William Faulkner, Mosquitoes (Novel)


Mosquitoes is Faulkner’s second novel, which came after his equally un-famous Soldiers’ Pay. It is only passably Faulkner-like, which I guess is another way of saying that he hadn’t yet hammered out his style when he wrote it. In fact, the novel’s tone reminds me at times of F. Scott Fitzgerald’s, though I’ve not read anywhere that Fitzgerald was an influence on Faulkner or vice versa, though the two are contemporaries (born a year apart), and Fitzgerald’s third novel, The Great Gatsby, had been published two years before Mosquitoes. It doesn’t matter, anyway.

It’s perhaps my least favorite of the Faulkner novels that I’ve read–though I admit to not having read any for several years–and made me wonder if I were to read him today if I would still like him much. Mosquitoes does have little slivers of that barely sensible stream-of-consciousness and heavy, opaque narration that many of his later novels are full of, but in this reading these traits seem self-indulgent. I was impatient with them.

Still, it’s plain that Faulkner is daring something, even with this early novel. He plays with structure, delineating his novel by day and time, albeit with chronologically nebulous prologue and epilogue. This structure reflects a meticulous mind and reminds me of some similar timeline I saw scrawled onto the walls of his study when I toured his home in Oxford, Mississippi. I surmise then that he is not one of those writers who gets carried away by his characters, but maybe more the type who, like Nabokov, refer to them as “galley slaves.”

I am interested in how he builds these characters of his. It’s mostly, I think, through dialogue. For example, you’d never confuse the girl Pat with, say, the writer Fairchild, even if you had nothing but their words to pick from. Then you might get a description or two, e.g. that dumb, desiring look the steward keeps giving Pat once he’s fallen in love with her. Faulkner deliberately repeats these images, emphasizes them, so that they become associated with a character. He never refers to Julius as Julius but as “the Semitic man.” That is his image. Or there’s the one of Gordon with his ugliness and his tallness and his beard, or there’s the one of Frost, always reclining.

There is something about Faulkner’s narrator–or maybe the narrators of that time–that remains persistently outside of their characters. Today, it is we who are galley slaves to our creations, embodying their perspective to create that (false) immediacy that readers now expect from stories. But back then there was a satisfying distance.

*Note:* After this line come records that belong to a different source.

PR #2255, opened 2017-12-14
SignedNetworkMap verification fix

kasiastreich:
SignedNetworkMap verification should also include cert path validation,
which was probably moved away by accident, because docs say about the
exception CertPathValidatorException.

### DIFF
--- a/node-api/src/main/kotlin/net/corda/nodeapi/internal/NetworkMap.kt
+++ b/node-api/src/main/kotlin/net/corda/nodeapi/internal/NetworkMap.kt
@@ -67,7 +67,7 @@ class SignedNetworkMap(val raw: SerializedBytes<NetworkMap>, val sig: DigitalSig
     @Throws(SignatureException::class, CertPathValidatorException::class)
     fun verified(trustedRoot: X509Certificate): NetworkMap {
         sig.by.publicKey.verify(raw.bytes, sig)
-        // Assume network map cert is issued by the root.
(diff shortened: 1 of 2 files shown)


node-api/src/main/kotlin/net/corda/nodeapi/internal/NetworkMap.kt
```diff
@@ -63,9 +64,11 @@ class SignedNetworkMap(val raw: SerializedBytes<NetworkMap>, val sig: DigitalSig
      * @throws CertPathValidatorException if the certificate path is invalid.
      * @throws SignatureException if the signature is invalid.
      */
-    @Throws(SignatureException::class)
-    fun verified(): NetworkMap {
+    @Throws(SignatureException::class, CertPathValidatorException::class)
+    fun verified(trustedRoot: X509Certificate): NetworkMap {
         sig.by.publicKey.verify(raw.bytes, sig)
+        // Assume network map cert is issued by the root.
```
rnicoll: We're explicitly expecting them not to be issued by the root in https://github.com/corda/enterprise/pull/131 , but I think what you're checking is the network map certificate is in the same hierarchy at the default trust root, which is correct.

Could you rephrase to something like:

// Assume network map cert is under the default trust root.

kasiastreich: Addressed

Why do I think that, though?

Here’s a sample passage:

It was like one morning when he was in a bunch of hobos riding a freight into San Francisco and the bulls had jumped them and they had had to walk in. Along the water-front it was, and there were a lot of boats in the water, kind of rocking back and forth at anchor: he could see reflections of boats and of the piles of the wharves in the water, wavering back and forth; and after a while dawn had come up out of the smoke of the city, like a sound you couldn’t hear, and a lot of yellow and pink had come onto the water where the boats were rocking, and around the piles of the wharf little yellow lines seemed to come right up out of the water; and pretty soon there were gulls looking like they had pink and yellow feathers, slanting and wheeling around.

Even this paragraph, which ostensibly takes place in the head of the steward and even borrows the more colloquial-style, un-erudite language he would have used to think it (“bulls” and “jumped them” and “come up out of” and “kind of rocking back and forth” with repetitions of “back and forth” and “yellow and pink” or “pink and yellow”) feels different from, pre-contemporary to, the intimacy we now pretend in writing. Maybe because, in passages like these, it feels as if the narrator has slipped into the character without his knowledge or awareness, that he is still omniscient and in control. Whereas, in more contemporary styles, the character seems complicit with the narrator, as if saying, “All right, I will let you in, I will show you what it’s like to be me. You tell my story.” And you can’t even remember when it’s over if it had been in first person or third.

While I was reading this novel, I started writing a short story in the same kind of tone as Faulkner’s. When I re-read it, this story segment feels different from other snippets I’ve written, somehow more satisfying. The question is whether or not I will be able to keep it up without the influence of Faulkner’s voice in my head.